▶ _Exercise brief_
Nothing in the records should be left out; transcribe them exactly.
* * * *
PR #1190, opened 2017-09-01
Refactor mixer server to expose a common setup method for test env

manlinl:
**Release note**:

```release-note
```

---
This change is [Reviewable](https://reviewable.io/reviews/istio/mixer/1190)


geeknoid:
This is fine for short term, but longer term I don't like having any dependencies on command-line tools from outside. If we want to reuse the server startup glue code, we should create a separate package for that purpose.

manlinl:
Agree, we should move the server startup code /mixer/pkg/somewhere

PR #1191, opened 2017-09-01
Rename //pkg/handler to //pkg/handlers

ZackButcher:
**Release note**:

```release-note
None
```

---
This change is [Reviewable](https://reviewable.io/reviews/istio/mixer/1191)


ZackButcher:
We're gonna handle this in a different way.

PR #1195, opened 2017-09-01
Fixing post-presubmit failures due to test timeouts. See https://gith…

gnirodi:
…ub.com/istio/istio/issues/633

**Release note**:

```release-note
```

---
This change is [Reviewable](https://reviewable.io/reviews/istio/mixer/1195)

### DIFF
--- a/pkg/config/crd/BUILD
+++ b/pkg/config/crd/BUILD
@@ -27,7 +27,7 @@ go_library(
 
 go_test(
     name = "go_default_test",
-    size = "small",
+    size = "large",
     srcs = [
         "store_test.go",
     ],


jmuk:
It shouldn't take that much, and so I'm afraid that `size="large"` wouldn't solve the problem, anyways it would fail. Maybe it's some test flake. I'll check on my side.

ldemailly:
is there a medium ? why large ?

gnirodi:
This PR is no longer required, given that the root cause for timeouts were due to a race condition that was fixed via https://github.com/istio/mixer/pull/1210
* * * *
▶ _Task output_
PR #1190, opened 2017-09-01
Refactor mixer server to expose a common setup method for test env

manlinl:
**Release note**:

```release-note
```

---
This change is [Reviewable](https://reviewable.io/reviews/istio/mixer/1190)


geeknoid:
This is fine for short term, but longer term I don't like having any dependencies on command-line tools from outside. If we want to reuse the server startup glue code, we should create a separate package for that purpose.

manlinl:
Agree, we should move the server startup code /mixer/pkg/somewhere

PR #1191, opened 2017-09-01
Rename //pkg/handler to //pkg/handlers

ZackButcher:
**Release note**:

```release-note
None
```

---
This change is [Reviewable](https://reviewable.io/reviews/istio/mixer/1191)


ZackButcher:
We're gonna handle this in a different way.

PR #1195, opened 2017-09-01
Fixing post-presubmit failures due to test timeouts. See https://gith…

gnirodi:
…ub.com/istio/istio/issues/633

**Release note**:

```release-note
```

---
This change is [Reviewable](https://reviewable.io/reviews/istio/mixer/1195)

### DIFF
--- a/pkg/config/crd/BUILD
+++ b/pkg/config/crd/BUILD
@@ -27,7 +27,7 @@ go_library(
 
 go_test(
     name = "go_default_test",
-    size = "small",
+    size = "large",
     srcs = [
         "store_test.go",
     ],


jmuk:
It shouldn't take that much, and so I'm afraid that `size="large"` wouldn't solve the problem, anyways it would fail. Maybe it's some test flake. I'll check on my side.

ldemailly:
is there a medium ? why large ?

gnirodi:
This PR is no longer required, given that the root cause for timeouts were due to a race condition that was fixed via https://github.com/istio/mixer/pull/1210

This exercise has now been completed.